Арестантки остановились посередине камеры и радостно замахали мне руками. Дизель расталкивая их, подошла к конвойному.
«Вы этих арестанток к врачу ведёте? Меня тоже захватите, мне нужно срочно к врачу!» — заявила она.
«Тебя нет в списках, которые мне передал врач.» — нерешительно ответил конвойный.
«У меня острая боль в зубе. Мне срочно нужно обезболивающее! Вы же не хотите, чтобы я сейчас на всю тюрьму кричала от боли?» — заявила Дизель.
«Фельдшер ушла делать обход карцеров, а на больничке беременных арестанток принимает только акушерка. Вот по списку я их и веду к ней.» — ответил конвойный.
Все удивлённо уставились на меня, больше всех этим заявлением были удивлены я и Дизель. Она ошалело осматривала мой плоский живот.
Конвойный с «вокзала тюрьмы» замкнул камеру 181 и впереди нас повёл арестантку к автозаку. А мы направились в тюремную больничку, которая располагалась в соседнем мужском корпусе.
«А зачем вы соврали, что ведёте меня к акушерке, как беременную?» — удивлённо спросила я у конвойного.
«Да ляпнул первое, что в голову пришло!» — засмеялся тюремщик.
«Вы даже не представляете, какие из-за вашей глупой шутки обо мне расползутся слухи! Кто-то и так распространял сплетни, что я беременная, а теперь ещё и вы подлили масла в огонь. Если меня кто-то изобьёт, чтобы у меня случился несуществующий выкидыш – будете виноваты Вы.» — возмущённо сказала я.
«Не переживай, я подтвержу, что конвойный придумал эту шутку при мне! А ты для подтверждения возьми сейчас справку от гинеколога о своей не беременности.» — сказала беременная сокамерница Люда.
Когда мы пришли в больницу, там уже было много арестанток. Около десяти человек пришли провериться на беременность, а пять человек ждали прохождения флюрограммы. Из одного из кабинетов вышла пожилая женщина в медицинском халате и объявила:
«Женщины, у меня только пять заявлений на проверку о беременности. И я только на этих людей взяла тесты. Я сейчас назову их фамилии, они останутся, а остальных отведут по камерам. Пишите заявления и тогда я приеду вас принимать.»
В названных фамилиях моя сокамерница не числилась, и её вместе с остальными отвели по камерам.

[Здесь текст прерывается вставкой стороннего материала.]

PR #74, opened 2017-04-01
SEL3D milestone 3 "pseudocode"

LindsayLiang:
....I  may have gotten carried away and just wrote actual code...I hope that's ok.

### DIFF
--- a/inst/scripts/SEL3D.R
+++ b/inst/scripts/SEL3D.R
@@ -1,0 +1,108 @@
+#Pseudocode may look like actual code...please ignore...
+get_pdb_ids <- function(target_seq, start_pos = 1 , end_pos = nchar(target_seq), convert = TRUE, silent = TRUE){
+  
+  #get packages
+  # install.packages("bio3d")
+  # install.packages("RCurl")
+  # install.packages("XML")
+  # install.packages("seqinr")
+  # library(bio3d)
+  # library(RCurl)
+  # library(XML)
+  # library(seqinr)
+  
+  
+  
+  #convert sequence into AA 
+  if(convert){
+    #translate needs a vector of single chars, not a string
+    AA_seq <- paste(translate(s2c(target_seq)), collapse='')
+    end_pos <- nchar(AA_seq)
+  }else{ AA_seq <- target_seq }
+ 
+  blast_output <- blast.pdb(AA_seq)
+  
+  blast_output <- blast_output$hit.tbl
+  blast_output <- blast_output[blast_output$identity > 40, ]
+  
+  if(nrow(blast_output) == 0){
+    return(NULL)
+  }
+  
+  blast_output$tax <- NA 
+  blast_output$info <- NA
+  
+  final_output <- data.frame()
+  final_output_range <- c()
+  final_output_range_counter <- 1
+  
+  for(entry in 1:nrow(blast_output)){
+    rcsb_id <- gsub("_", ".", blast_output$pdb.id[entry], ignore.case = TRUE)
+    lookup <- xmlParse(getURL(paste("http://www.rcsb.org/pdb/rest/describeMol?structureId=", rcsb_id, sep = "")))
+    
+    #get taxonomy 
+    
+    tax <- getNodeSet(lookup, '//Taxonomy/@name')[[1]][[1]]
+    info <- getNodeSet(lookup, '//polymerDescription/@description')[[1]][[1]]
+    
+    blast_output$tax[entry] <- ifelse(length(tax) > 0, tax, NA)
+    blast_output$info[entry] <- ifelse(length(info) > 0, yes = info, no = NA)
+    
+    if(!intersecting_positions(final_output_range, blast_output$q.start[entry], blast_output$q.end[entry])){
+      if((!is.na(blast_output$tax[entry]) && blast_output$tax[entry] == "Homo sapiens") || blast_output$identity[entry] == 100){
+        final_output <- rbind(final_output, blast_output[entry,])
+        final_output_range[[final_output_range_counter]] <- c(blast_output$q.start[entry]:blast_output$q.end[entry])
+        final_output_range_counter <- final_output_range_counter + 1
+      }
+    }
+  }
+  
+  if(nrow(final_output) == 0){ return(NULL) }
+  
+  final_output$q.start <- final_output$q.start + start_pos - 1
+  final_output$q.end <- final_output$q.end + start_pos - 1
+  
+  for(x in 1:length(final_output_range)){
+    final_output_range[[x]] <- final_output_range[[x]] + start_pos - 1
+  }
+  
+  min_side <- min(final_output_range[[1]])
+  max_side <- max(final_output_range[[length(final_output_range)]])
+  
+  if(end_pos - max_side > 50){
+    message(sprintf("running substr from pos %d to %d", max_side, end_pos))
+    max_frame <- get_pdb_ids(substr(AA_seq, max_side - start_pos, end_pos - start_pos), 
+                             start_pos = max_side, end_pos = end_pos, convert = FALSE, silent = silent)
+    final_output <- rbind(final_output, max_frame)
+  }
+  
+  if(min_side > 50){
+    message(sprintf("running substr from pos %d to %d", start_pos, min_side))
+    min_frame <- get_pdb_ids(substr(AA_seq, 1, min_side - start_pos), 
+                             start_pos = start_pos, end_pos = min_side, convert = FALSE, silent = silent)
+    final_output <- rbind(final_output, min_frame)
+  }
+  
+  for(y in 1:(length(final_output_range) - 1)){
+    left_side <- max(final_output_range[[y]])
+    right_side <- min(final_output_range[[y+1]])
+    
+    if(right_side - left_side > 50){
+      message(sprintf("running substr from pos %d to %d", left_side, right_side))
+      inter_frame <- get_pdb_ids(substr(AA_seq, left_side - start_pos, right_side - start_pos), 
+                               start_pos = left_side, end_pos = right_side, convert = FALSE, silent = silent)
+      final_output <- rbind(final_output, inter_frame)
+    }
+  }
+  
+  return(final_output)
+}
+
+intersecting_positions <- function(r, st, ed){
+  for(x in 1:length(r)){
+    if(length(intersect(r[[x]], c(st:ed))) > 0){
+      return(TRUE)
+    }
+  }
+  return(FALSE)
+}


hyginn:
Just put in an Issue when you want it reviewed...
B.

inst/scripts/SEL3D.R
```diff
@@ -0,0 +1,108 @@
+#Pseudocode may look like actual code...please ignore...
+get_pdb_ids <- function(target_seq, start_pos = 1 , end_pos = nchar(target_seq), convert = TRUE, silent = TRUE){
+  
+  #get packages
+  # install.packages("bio3d")
+  # install.packages("RCurl")
+  # install.packages("XML")
+  # install.packages("seqinr")
+  # library(bio3d)
+  # library(RCurl)
```
hyginn: What about httr?

inst/scripts/SEL3D.R
```diff
@@ -0,0 +1,108 @@
...
+  if(convert){
+    #translate needs a vector of single chars, not a string
+    AA_seq <- paste(translate(s2c(target_seq)), collapse='')
+    end_pos <- nchar(AA_seq)
+  }else{ AA_seq <- target_seq }
+ 
+  blast_output <- blast.pdb(AA_seq)
+  
+  blast_output <- blast_output$hit.tbl
+  blast_output <- blast_output[blast_output$identity > 40, ]
```
hyginn: Don't you need to align, then check **where** you actually have 100% ID? You might have 90% overall, but including malaligned fringes...

inst/scripts/SEL3D.R
```diff
@@ -0,0 +1,108 @@
...
+  
+  blast_output$tax <- NA 
+  blast_output$info <- NA
+  
+  final_output <- data.frame()
+  final_output_range <- c()
+  final_output_range_counter <- 1
+  
+  for(entry in 1:nrow(blast_output)){
+    rcsb_id <- gsub("_", ".", blast_output$pdb.id[entry], ignore.case = TRUE)
```
hyginn: See this is precisely where pseudocode would have been preferred: I happen to know what you are doing here, but for everyone else this is completely unnecessarily opaque. What's keeping you from writing?
```
# Reformat PDB ID as output by BLAST to separate ID from chain with a "."
```
This has nothing to do with getting "carried away" with writing code - and everything to do with not being explicit in this conversation. 

(Incidentally: why is this even necessary?)

inst/scripts/SEL3D.R
```diff
@@ -0,0 +1,108 @@
...
+    lookup <- xmlParse(getURL(paste("http://www.rcsb.org/pdb/rest/describeMol?structureId=", rcsb_id, sep = "")))
```
hyginn: Not a good choice of variable name. Has no semantics associated, and all lowercase sounds like a verb.

inst/scripts/SEL3D.R
LindsayLiang: I'm a bit confused, blast.pdb returns a table of aligned segments, not an overall alignment, so if you're worried about say if we had 90% alignment and the middle of the sequence contained poor sequence identity, I don't think this would happen.

inst/scripts/SEL3D.R
```diff
@@ -0,0 +1,108 @@
...
+    
+    #get taxonomy 
+    
+    tax <- getNodeSet(lookup, '//Taxonomy/@name')[[1]][[1]]
+    info <- getNodeSet(lookup, '//polymerDescription/@description')[[1]][[1]]
+    
+    blast_output$tax[entry] <- ifelse(length(tax) > 0, tax, NA)
```
hyginn: I discourage use of ```ifelse()```. Not good writing style, and not easy to maintain when the moment comes that you need to do more. Generally this makes code harder to read.

inst/scripts/SEL3D.R
```diff
@@ -0,0 +1,108 @@
...
+}
+
+intersecting_positions <- function(r, st, ed){
+  for(x in 1:length(r)){
+    if(length(intersect(r[[x]], c(st:ed))) > 0){
+      return(TRUE)
+    }
+  }
+  return(FALSE)
+}
```
hyginn: No newline at end of file. Add ```# [END]``` and make it a habit to reader other submission comments because I've discussed this elsewhere. If you're not part of the conversation in a collaborative project, it costs me extra time because I have to flag things over and over again, and it costs you extra time because many things could easily have been avoided.

inst/scripts/SEL3D.R
LindsayLiang: Necessary because we're looking up taxonomy and the description of the pdbID from a different server which uses slightly different formatting.

inst/scripts/SEL3D.R
```diff
@@ -0,0 +1,108 @@
...
+                               start_pos = left_side, end_pos = right_side, convert = FALSE, silent = silent)
+      final_output <- rbind(final_output, inter_frame)
+    }
+  }
+  
+  return(final_output)
+}
+
+intersecting_positions <- function(r, st, ed){
+  for(x in 1:length(r)){
```
hyginn: This looks weird. Can you explain what you are doing here, especially what data structure this works on?

inst/scripts/SEL3D.R
hyginn: How is this going to work with ModBase entries?

inst/scripts/SEL3D.R
```diff
@@ -0,0 +1,108 @@
...
+    #get taxonomy 
+    
+    tax <- getNodeSet(lookup, '//Taxonomy/@name')[[1]][[1]]
+    info <- getNodeSet(lookup, '//polymerDescription/@description')[[1]][[1]]
+    
+    blast_output$tax[entry] <- ifelse(length(tax) > 0, tax, NA)
+    blast_output$info[entry] <- ifelse(length(info) > 0, yes = info, no = NA)
+    
+    if(!intersecting_positions(final_output_range, blast_output$q.start[entry], blast_output$q.end[entry])){
+      if((!is.na(blast_output$tax[entry]) && blast_output$tax[entry] == "Homo sapiens") || blast_output$identity[entry] == 100){
```
hyginn: * Why is the taxonomy not the very first thing you test?
* Why are you searching for ID > 40 but requiring ID == 100 here?

inst/scripts/SEL3D.R
```diff
@@ -0,0 +1,108 @@
+#Pseudocode may look like actual code...please ignore...
```
hyginn: I would prefer you to use camelCase, not pothole_case.

inst/scripts/SEL3D.R
```diff
@@ -0,0 +1,108 @@
...
+    tax <- getNodeSet(lookup, '//Taxonomy/@name')[[1]][[1]]
+    info <- getNodeSet(lookup, '//polymerDescription/@description')[[1]][[1]]
+    
+    blast_output$tax[entry] <- ifelse(length(tax) > 0, tax, NA)
+    blast_output$info[entry] <- ifelse(length(info) > 0, yes = info, no = NA)
+    
+    if(!intersecting_positions(final_output_range, blast_output$q.start[entry], blast_output$q.end[entry])){
+      if((!is.na(blast_output$tax[entry]) && blast_output$tax[entry] == "Homo sapiens") || blast_output$identity[entry] == 100){
+        final_output <- rbind(final_output, blast_output[entry,])
+        final_output_range[[final_output_range_counter]] <- c(blast_output$q.start[entry]:blast_output$q.end[entry])
```
hyginn: Poor choice of variable name: a "counter" sounds like a single number. You have a list of results. That's really confusing.

inst/scripts/SEL3D.R
LindsayLiang: We need to store ranges of the best alignments (as start (st) and end (ed) positions) so we can add that match to the final output without adding segments which overlap in the final format.

inst/scripts/SEL3D.R
```diff
@@ -0,0 +1,108 @@
...
+        final_output_range_counter <- final_output_range_counter + 1
+      }
+    }
+  }
+  
+  if(nrow(final_output) == 0){ return(NULL) }
```
hyginn: That's it? No comment? No record of how many failed to have matches? No record of whether the match failed in PDB and/or Modbase?

inst/scripts/SEL3D.R
```diff
@@ -0,0 +1,108 @@
...
+  
+  final_output$q.start <- final_output$q.start + start_pos - 1
```
hyginn: Why?

inst/scripts/SEL3D.R
```diff
@@ -0,0 +1,108 @@
...
+    right_side <- min(final_output_range[[y+1]])
+    
+    if(right_side - left_side > 50){
+      message(sprintf("running substr from pos %d to %d", left_side, right_side))
+      inter_frame <- get_pdb_ids(substr(AA_seq, left_side - start_pos, right_side - start_pos), 
+                               start_pos = left_side, end_pos = right_side, convert = FALSE, silent = silent)
+      final_output <- rbind(final_output, inter_frame)
+    }
+  }
+
```
hyginn: Where is ```Post-process the matches for each gene to minimize overlap.```

inst/scripts/SEL3D.R
LindsayLiang: For the recursion, if we blast a sequence, that's lest say 100aa long,  and we get matches for 1-10 and 90-100, but not matches for 11-89, we have to recurse on that new substring.  However, if we were just to reblast the subsequence, the start and end positions would be reset to 1 and 79, (ie the length of the sub string), which aren't actually the start and end positions of the original sequence, which is what we want.

inst/scripts/SEL3D.R
LindsayLiang: First we drop any match with ID < 40 to save runtime, then we query each of those matches for their tax and description.

We don't want to drop all the non-homo sapien matches because of the edge case where a match could have 100% amino acid ID for a non homo sapien which we want to include in the table (we discussed this in the notes section of the wikipage).  

We then find the best match that is either Homo sapiens or 100% ID.

inst/scripts/SEL3D.R
LindsayLiang: There is no overlap, we eliminate that by re-blasting subsets of the input sequence that have no matches anywhere (see above).

inst/scripts/SEL3D.R
LindsayLiang: Modbase's online tool currently doesn't work (page not found), so I'm hesitant to download the 40GB of files they have in their ftp site...

inst/scripts/SEL3D.R
LindsayLiang: httr was replaced by XML and RCurl which allow me to use XPath (which I wanted to apply here since I learned it in CSC343...)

Когда я зашла на флюрограмму, то очень обрадовалась, её делали на современном компьютерном аппарате, и врач сразу же могла определить по монитору любую лёгочную болезнь. В первый раз, когда меня привезли в СИЗО, то мне делали флюрограмму на убитом и старом оборудовании, которое было установлено «на вокзале» в тюрьме. Всем, кто впервые прибывает в тюрьму, им делают флюрограмму «на вокзале». Но на старом оборудовании результат известен только через несколько дней, поэтому многих «туберкулёзников» могут поместить со здоровыми людьми в одну камеру.
Я уговорила врача тщательно посмотреть мою флюрограмму, потому что очень боялась заразиться туберкулёзом. Она внимательно посмотрела снимки на мониторе и заверила, что мои лёгкие чистые. Я была счастлива.
Вернувшись в камеру, я услышала разговор между беременной Людмилой и рецидивисткой Катей.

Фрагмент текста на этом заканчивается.